PR #657, opened 2018-12-12
[Feature] 1.2.1 Email alerts - New subscription page

despo:
Pending merge of #656 

## Trello card URL:
https://trello.com/c/gykP6TKh/657-121-email-alerts-new-subscription-page

## Changes in this PR:
- Adds subscription page
- Formats search_criteria 
- Generates subscription reference
- Adds reusable email_address validator

## Screenshot

image

### DIFF
--- a/app/controllers/subscriptions_controller.rb
+++ b/app/controllers/subscriptions_controller.rb
@@ -1,0 +1,23 @@
+class SubscriptionsController < ApplicationController
+  def new
+    subscription = Subscription.new(search_criteria: search_criteria.to_json)
+    @subscription = SubscriptionPresenter.new(subscription)
+  end
+
+  def create
+    subscription = Subscription.new(subscription_params)
+    @subscription = SubscriptionPresenter.new(subscription)
+
+    render 'new' unless @subscription.valid?
+  end
+
+  private
+
+  def subscription_params
+    params.require(:subscription).permit(:email, :reference, :search_criteria)
+  end
+
+  def search_criteria
+    params.require(:search_criteria).permit(*VacancyFilters::AVAILABLE_FILTERS)
+  end
+end
--- a/app/views/subscriptions/new.html.haml
+++ b/app/views/subscriptions/new.html.haml
@@ -1,0 +1,39 @@
+- content_for :page_title_prefix do
+  = t('subscriptions.new')
+
+- content_for :page_description do
+  = t('subscriptions.new')
+
+.govuk-grid-row
+  .govuk-grid-column-full
+    %h1.govuk-heading-xl
+      = t('subscriptions.new')
+.govuk-grid-row
+  .govuk-grid-column-full
+    %p.govuk-body-l
+      = t('subscriptions.intro')
+
+    %div.govuk-inset-text
+      %ul.govuk-list
+        - @subscription.filtered_search_criteria.each_pair do |filter, value|
+          %li
+            - if filter.present?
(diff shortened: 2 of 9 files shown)


despo:
[1.2.1 Email alerts: New subscription page](https://trello.com/c/gykP6TKh/657-121-email-alerts-new-subscription-page)

app/controllers/subscriptions_controller.rb
```diff
@@ -0,0 +1,23 @@
...
+  def new
+    subscription = Subscription.new(search_criteria: search_criteria.to_json)
+    @subscription = SubscriptionPresenter.new(subscription)
+  end
+
+  def create
+    subscription = Subscription.new(subscription_params)
+    @subscription = SubscriptionPresenter.new(subscription)
+
+    render 'new' unless @subscription.valid?
```
tahb: If it is valid, where does the user go?

app/views/subscriptions/new.html.haml
```diff
@@ -0,0 +1,37 @@
...
+        - @subscription.filtered_search_criteria.each_pair do |filter, value|
+          %li
+            - if filter.present?
+              %span{ class: 'govuk-!-font-weight-bold'} #{filter.humanize}:
+            =value
+
+.govuk-grid-row
+  .govuk-grid-column-one-half
+    = simple_form_for @subscription do |f|
+      = f.input :email, as: :email, input_html: { class: 'govuk-input' }, required: true
```
tahb: Sometimes in this file we are putting spaces after `=` and sometimes not. Not sure it's worth the effort to add a rubocop for haml but I thought I'd flag in case you hadn't noticed.

spec/features/job_seekers_can_subscribe_to_a_job_alert_spec.rb
```diff
@@ -0,0 +1,29 @@
+require 'rails_helper'
+
+RSpec.feature 'A job seeker can subscribe to a job alert' do
+  context 'A job seeker' do
+    scenario 'can access the new subscription page when search criteria have been specified' do
+      expect { visit(new_subscription_path) }.to raise_error(ActionController::ParameterMissing)
```
tahb: We are going directly to the page here. I presume that's because another story will come along and add the start page for the user after they finish a search?

app/controllers/subscriptions_controller.rb
despo: Nowhere on this PR 😈 

https://trello.com/c/naFQHYhF/659-123-email-alerts-subscription-confirmation addreses that.

app/views/subscriptions/new.html.haml
despo: Good point. I noticed that I was doing this earlier 🙄 I'll add a card.

despo: https://trello.com/c/hNBToacJ/680-rubocop-investigate-add-rubocop-haml-cop

spec/features/job_seekers_can_subscribe_to_a_job_alert_spec.rb
despo: The first page is still missing as it won't be implemented until this card https://trello.com/c/OFbNOs2j/660-124-email-alerts-a-visitor-can-subscribe-to-a-search

However, I thought that that page was left in the design as it might be needed later on, and not for implementing now.

app/views/subscriptions/new.html.haml
despo: I've also updated the file to include a space in all assignments.

PR #658, opened 2018-12-12
[673] Refactor omniauth_openid_connect monkey patch to make it manageable

tahb:
## Trello card URL:
https://trello.com/c/0fBiG9GY

## Changes in this PR:

This is a refactoring exercise to manage the use of our monkey patch, and bring us closer to a point where we can remove it.

Before going into this it wasn't clear that we were using it for 2 purposes:
1. stop password reset completions being incorrectly routed to the 401 page by DSI  (DfE Sign-in)
2. ensure that any authentication failures resulted in a styled and monitored 401 page

Trying to test this with feature specs was an absolute nightmare. It's easy to mock OmniAuth but it also wraps up the behaviour of the strategies, so I couldn't create a realistic simulation. The only feature test I did make, was actually a lie because of the Omniauth stubbing layer.
```
  context 'with invalid credentials' do
    before(:each) { OmniAuth.config.mock_auth[:dfe] = :invalid_credentials }

    scenario 'redirects the user to the not authorised page' do
      visit root_path
      click_on(I18n.t('nav.sign_in'))
      click_on(I18n.t('sign_in.link'))

      expect(page).to have_content(I18n.t('error_pages.unauthorised')) => this passes but isn't what actually happens as OmniAuth defers the callback phase to the strategy in omniauth_openid_connect!
      a_plain_401_rack_response = '401 Unauthorized'
      expect(page).not_to have_content(a_plain_401_rack_response)  => I could never make this appear in the first place via tests, only postman
    end
  end
```

My view is that it it is better to have a styled 401 page with GA tracking for monitoring, and to manage this code than it would be to remove it, serve a white 401 page and never know how much it was a problem for users.

Further details are on the commits. 

Next steps are to open a pull request on the omniauth_openid_connect gem to change their basic rack response with a redirect to /auth/failure.

### Before
screenshot 2018-12-12 at 15 18 55

### After
screenshot 2018-12-12 at 15 20 54

## Next steps:

### DIFF
--- a/config/initializers/omniauth.rb
+++ b/config/initializers/omniauth.rb
@@ -11,10 +11,6 @@ module OmniAuth
         error = request.params['error_reason'] || request.params['error']
         if error
           raise CallbackError.new(request.params['error'], request.params['error_description'] || request.params['error_reason'], request.params['error_uri'])
-        elsif request.params.blank? && request.path == '/auth/dfe/callback'
-          response = Rack::Response.new
-          response.redirect('/dfe/sessions/new')
-          response.finish
         elsif request.params['state'].to_s.empty? || request.params['state'] != stored_state
           return redirect('/401')
         elsif !request.params['code']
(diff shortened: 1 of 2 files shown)


tahb:
[Replace DfE Sign-in monkey patch](https://trello.com/c/0fBiG9GY/673-replace-dfe-sign-in-monkey-patch)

-*-*-

Retrieve every line above holding the word "rubocop".

Output of the exercise =>
tahb: Sometimes in this file we are putting spaces after `=` and sometimes not. Not sure it's worth the effort to add a rubocop for haml but I thought I'd flag in case you hadn't noticed.
despo: https://trello.com/c/hNBToacJ/680-rubocop-investigate-add-rubocop-haml-cop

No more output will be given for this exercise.